[PROVIDED DATA]
PR #4029, opened 2024-03-01
[For Netlify Redirect Test] Add a fake redirect

lunaleaps:
See https://answers.netlify.com/t/placeholder-redirects-dont-support-periods/113543/2

Head's up I couldn't reply to that thread anymore because Netlify reported my account as spam
If you try `https://deploy-preview-4029--react-native.netlify.app/docs/0.72/sourcemaps` this link -- the redirect fails

If anyone else can message on that thread with this PR, that will be helpful, thanks!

[THE PROBLEM]
Every record, word for word, must be returned.

[TASK SOLUTION]
PR #4029, opened 2024-03-01
[For Netlify Redirect Test] Add a fake redirect

lunaleaps:
See https://answers.netlify.com/t/placeholder-redirects-dont-support-periods/113543/2

Head's up I couldn't reply to that thread anymore because Netlify reported my account as spam
If you try `https://deploy-preview-4029--react-native.netlify.app/docs/0.72/sourcemaps` this link -- the redirect fails

If anyone else can message on that thread with this PR, that will be helpful, thanks!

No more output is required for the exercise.